The baking process requires monitoring to ensure the cake doesn’t overcook or dry out. Once baked, the cake can be served warm or at room temperature, making it adaptable for various occasions. The use of coconut cream and condensed milk highlights traditional Filipino flavors, making it a fitting treat for those familiar with or interested in Filipino desserts.
Ingredients
- 1 lb cassava freshly grated and squeezed
- 1 egg whole
- 1 egg yolk
- 25 g sugar
- 28 g butter melted
- 5 fl oz condensed milk
- 5 fl oz coconut cream
- 4 fl oz evaporated milk
- 6 fl oz macapuno strained, jar, coconut string
Topping
- 2 egg yolk
- 5 fl oz condensed milk
- 5 fl oz coconut cream
- 4 fl oz evaporated milk
- 15 g flour
Instructions
Cassava Cake
- Preheat your oven to 375 °F.
- Cut the tips of the cassava root to remove ends. Cut the root into three inch sections. Using a knife carefully peel the rough brown skin and thicker white layer underneath off the root. Once they are peeled, cut the roots in half lengthwise and then again to make quarter sticks. On each stick, locate the thick, fibrous core and cut this part off. Rinse all your sticks under running water.

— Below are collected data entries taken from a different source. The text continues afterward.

PR #1989, opened 2016-07-31
Let the user know that the maps api key exceeded its limits.

wcastello:
Short Description: When the maps api key exceeds the maximum number of requests geopy.exc.GeocoderQuotaExceeded is raised, but main() on pokecli.py won't catch it and will just raise a not very meaninful NotLoggedInException(). This change lets the user know it's time to get a new key. 

This: 
screen shot 2016-07-30 at 9 00 21 pm

Becomes this:
screen shot 2016-07-30 at 9 00 39 pm

### DIFF
--- a/pokecli.py
+++ b/pokecli.py
@@ -36,6 +36,7 @@ import time
 from datetime import timedelta
 from getpass import getpass
 from pgoapi.exceptions import NotLoggedInException
+from geopy.exc import GeocoderQuotaExceeded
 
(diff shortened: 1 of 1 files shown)


solderzzc:
Better warning style :)

solderzzc:
We can change it a little bit to let user use the (xx.xxx, xx,xxx) format.

TheSavior:
:+1:

surfaace:
:+1:

PR #2000, opened 2016-07-31
Foundation for remote control of the bot over websocket

douglascamata:


pokemongo_bot/websocket_remote_control.py
```diff
@@ -0,0 +1,39 @@
...
+
+    def __init__(self, bot):
+        self.bot = bot
+        self.host, port_str = self.bot.config.websocket_server_url.split(':')
+        self.port = int(port_str)
+        self.sio = SocketIO(self.host, self.port)
+        self.sio.on('bot:process_request', self.on_remote_command)
+
+    def start(self):
+        self.thread.start()
```
TheSavior: is `self.thread` defined?

pokemongo_bot/websocket_remote_control.py
```diff
@@ -0,0 +1,39 @@
...
+        return self
+
+    def process_messages(self):
+        while True:
+            self.sio.wait(5)
+
+    def on_remote_command(self, command):
+        name = command['name']
+        command_handler = getattr(self, name)
```
TheSavior: There should probably be a check that this is defined. Otherwise it seems like a security risk.

pokemongo_bot/event_handlers/logging_handler.py
```diff
@@ -4,7 +4,10 @@
 
 
 class LoggingHandler(EventHandler):
-    def handle_event(self, event, sender, level, data):
+    def handle_event(self, event, sender, level, formatted_msg, data):
```
TheSavior: What do we need this `formatted_msg` for? It seems like it would make logging more complicated if things are sending event, formatted_msg and data.

pokemongo_bot/websocket_remote_control.py
douglascamata: oh shit, I deleted a line

pokemongo_bot/event_handlers/logging_handler.py
douglascamata: because we might want to have logger messages with real text instead of just parameters for events

pokemongo_bot/websocket_remote_control.py
```diff
@@ -0,0 +1,49 @@
...
+        self.sio.on('bot:process_request', self.on_remote_command)
+        self.thread = threading.Thread(target=self.process_messages)
+
+    def start(self):
+        self.thread.start()
+        return self
+
+    def process_messages(self):
+        while True:
+            self.sio.wait(5)
```
TheSavior: are you missing a line in here? something to call on_remote_command or something?

douglascamata: `self.sio.wait(5)` will process messages based on the callback I registered:

`self.sio.on('bot:process_request', self.on_remote_command)`

solderzzc:
👍

TheSavior:
:+1:

PR #2007, opened 2016-07-31
Tasks now extend a base task

TheSavior:


solderzzc:
Classify is very clear. 
👍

- Using a food processor (or a grater), shred the roots. Place the shredded pieces into a strainer and gently press to remove the extra liquid.

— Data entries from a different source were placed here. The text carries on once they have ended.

PR #2018, opened 2016-07-31
Workaround Empty Forts

loklam:
Short Description: Sometimes, the API return empty forts. This causes move_to_fort fail. To workaround this, return prev forts, if API return empty forts.

Fixes:
- 
- 
-

### DIFF
--- a/pokemongo_bot/__init__.py
+++ b/pokemongo_bot/__init__.py
@@ -111,7 +111,7 @@ class PokemonGoBot(object):
 
         if (len(forts) == 0):
             forts = oldForts
-            logger.log('using old forts list')
+#            logger.log('using old forts list')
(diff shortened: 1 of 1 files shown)


Sammy-L:
I've tested this code. It works very well. Niantic changed the search respond rate to about 4s since last patch. So the fort scan nearly always return empty result. Saving the old result does help for situations while server refuse to give response.

kloz8879:
I Have also tested this and it works great! Thank you.
2016-08-01_07h15_08

z4ppy:
Work for me !

loklam:
This has been fixed at https://github.com/PokemonGoF/PokemonGo-Bot/pull/2269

- In a mixing bowl, beat the eggs and add the sugar. Carefully mix in the butter so as not to curdle the eggs. Mix in the condensed milk, coconut cream, evaporated milk, and coconut shreds. The cake mix should look liquidy.
- Butter your pan with softened butter. Add the cassava cake mix in the pan and place it in the oven for about 40 minutes. Check up on your cake about 25 minutes in to make sure it hasn’t burned on top. To check if your cake is finished cooking, dip a toothpick (or fork) in the middle of the cake and pull it out to check if it’s clean. If there’s still batter on it, leave it for another five to 10 minutes. The finished cake should be golden on top and dense.
Custard topping
- While your cassava cake is baking, prepare the custard topping.

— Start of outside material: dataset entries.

PR #2032, opened 2016-07-31
Add option to spin fort even if inventory is full

kbinani:
Short Description:
---
Added new option `move_to_fort_even_if_full_inventory` which allows bot to move to forts and spin it for XP, even if inventory is full.

Fixes:
---
- Bot cannot earn XP by spinning forts in case inventory is full.
- Minor resource leak in `pokemongo_bot#__init__`, by using `with` for `json.load`.
- Minor logger bug: unexpected space char included in colored log message.

### DIFF
--- a/configs/config.json.example
+++ b/configs/config.json.example
@@ -74,6 +74,7 @@
     "evolve_captured": "NONE",
     "catch_randomize_reticle_factor": 1.0,
     "catch_randomize_spin_factor": 1.0,
+    "move_to_fort_even_if_full_inventory": false,
     "catch": {
       "any": {"catch_above_cp": 0, "catch_above_iv": 0, "logic": "or"},
       "// Example of always catching Rattata:": {},
--- a/configs/config.json.path.example
+++ b/configs/config.json.path.example
@@ -37,7 +37,10 @@
         "type": "CatchLuredPokemon"
       },
       {
-        "type": "SpinFort"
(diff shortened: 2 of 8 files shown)


configs/config.json.example
```diff
@@ -74,6 +74,7 @@
     "evolve_captured": "NONE",
     "catch_randomize_reticle_factor": 1.0,
     "catch_randomize_spin_factor": 1.0,
+    "move_to_fort_even_if_full_inventory": false,
```
TheSavior: Can you make this a task level configuration like you did for SpinFort?

kbinani: This option is added here because it is used from both `SpinFort` and `MoveToFort` tasks (by calling `PokemonGoBot#should_move_to_fort_for_loot` method).
Is there better way to share a config between tasks?

TheSavior: Hmm. Got it.

Perhaps the tasks don't actually need to share the configuration. SpinForts could have a `min_space_required` config that could be set to 0 and defaults to the 5 it is at now. It actually looks like you pretty much have that with the `spin_even_if_inventory_full` boolean. Although it doesn't look like that is actually used. In that case, the change to spin would be completely decoupled from moving to forts.

kbinani:
Close this PR.
I am :+1:  to https://github.com/PokemonGoF/PokemonGo-Bot/pull/2188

- In a mixing bowl, beat the egg yolk and whisk in the wet ingredients. Add the flour and mix thoroughly.
- When you remove the finished cake (it should have a pale golden color), add the custard on top and place the pan back into the oven for another 20 to 30 minutes at 375 °F.
- Check the cake frequently to make sure it doesn’t burn. If it starts to brown too much, you can add a loose layer of foil on top to continue to bake without burning. When the topping is golden brown and the custard has a nice firm bounce to its consistency, remove from the oven.
- Let it rest for about 15 minutes on the counter. Cut into a slice and serve with coffee!
Nutrition Information
Show DetailsNutrition Facts
Serving: 8Serving
Amount Per Serving
Calories 433 kcal
% Daily Value*
| Calories | 433kcal | 22% |
| Carbohydrates | 51g | 17% |
| Protein | 9g | 18% |
| Fat | 23g | 35% |
| Saturated Fat | 17g | 85% |
| Cholesterol | 121mg | 40% |
| Sodium | 121mg | 5% |
| Potassium | 499mg | 11% |
| Fiber | 2g | 8% |
| Sugar | 26g | 52% |
| Vitamin A | 384IU | 8% |
| Vitamin C | 14mg | 16% |
| Calcium | 199mg | 20% |
| Iron | 1mg | 6% |
* Percent Daily Values are based on a 2,000 calorie diet.